Many diseases are caused directly or indirectly by abnormal genes or abnormal function of genes. Gene therapy is a new way of treating such diseases by giving a gene to the patients as a drug. The first human gene therapy was conducted in the United States in 1990 to a patient of the hereditary disease, Adenosine Deaminase deficiency (ADA). Since then approximately 4,000 cases of gene therapy have been reported in the world, targeting disorders such as hereditary diseases, cancer, and AIDS. Today target disorders have been expanded to include chronic disorders such as rheumatoid arthritis and ischemic heart disease. In Japan, gene therapy has been performed since 1995.

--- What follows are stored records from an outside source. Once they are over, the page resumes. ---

PR #4576, opened 2020-12-16
Lint: pluginfw tsort.js

HMarzban:
Lint `/src/static/js/pluginfw/tsort.js`

### DIFF
--- a/src/static/js/pluginfw/tsort.js
+++ b/src/static/js/pluginfw/tsort.js
@@ -70,7 +70,7 @@ const tsortTest = () => {
   ];
 
   let sorted = tsort(edges);
-  // console.log(sorted);
+  console.log(sorted);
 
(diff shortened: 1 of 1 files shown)


src/static/js/pluginfw/tsort.js
```diff
@@ -6,6 +6,7 @@
  *
  * @returns Array : topological sorted list of IDs
  **/
+'use strict';
```
JohnMcLear, line 9: minor thing but I have been putting this as line 1.  I'm not sure if it's something we lint for tho as long as it's there and before any logic :)

JohnMcLear (approved):

src/static/js/pluginfw/tsort.js
HMarzban: Not necessary, but I pulled it up.

PR #4577, opened 2020-12-16
lint: pad prefix files

JohnMcLear:
Lint of the rest of the "pad" files.

### DIFF
--- a/src/static/js/pad.js
+++ b/src/static/js/pad.js
@@ -569,9 +569,9 @@ const pad = {
       if (!pad.padOptions.view) {
         pad.padOptions.view = {};
       }
-      for (const k in opts.view) {
-        pad.padOptions.view[k] = opts.view[k];
-        padcookie.setPref(k, opts.view[k]);
+      for (const [k, v] of Object.entries(opts.view)) {
+        pad.padOptions.view[k] = v;
+        padcookie.setPref(k, v);
       }
       padeditor.setViewOptions(pad.padOptions.view);
     }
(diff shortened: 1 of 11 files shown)


JohnMcLear:
Need help/suggestions on how to best handle ``clientVars``

https://github.com/ether/etherpad-lite/pull/4577/commits/c4ab92112b3d6d659a01f278e80fb31e9e1339b4#diff-e13d29dae930cc2fb95633bbba052d9d7e990f33feb2a6404c181d27d0f8d14cR292

rhansen:
> Need help/suggestions on how to best handle `clientVars`

For assignments, doing `window.clientVars = foo;` is probably the best option for now (until the code can be refactored to something cleaner).

I rebased onto latest `develop` and pushed some fixes and refinemens; please take a look.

Vector means a “Carrier” or “Conveyer.” A vector transports a therapeutic gene(s) to target tissues or organs and introduces the gene (s) into the target cells. Therefore, the level of technology behind a vector is a major factor that determines the success or failure of a gene therapy. Therapeutic genes vary from disease to disease but a vector can carry and introduce all these genes to the cells. Therefore, it is often said, “Vector technology is the foundation of gene therapy.”

A number of vectors have been used in clinical studies, including modified viruses such as retrovirus, adenovirus, and adeno-associated virus, as well as artificial, non-virus vectors such as liposome. Although many vectors have been tried in basic studies, only a handful of vectors have reached the stage of practical use, and yet many of them were found ineffective and/or raised serious safety concerns.

Efforts are continuously being made around the world to improve these vectors and their usage. However, DNAVEC Corporation’s Sendai virus vector has already been shown to excel other vectors greatly in both efficacy and safety by animal studies. This finding is the basis of our conviction that Sendai virus vector may have potential to become a global standard of gene therapy vectors.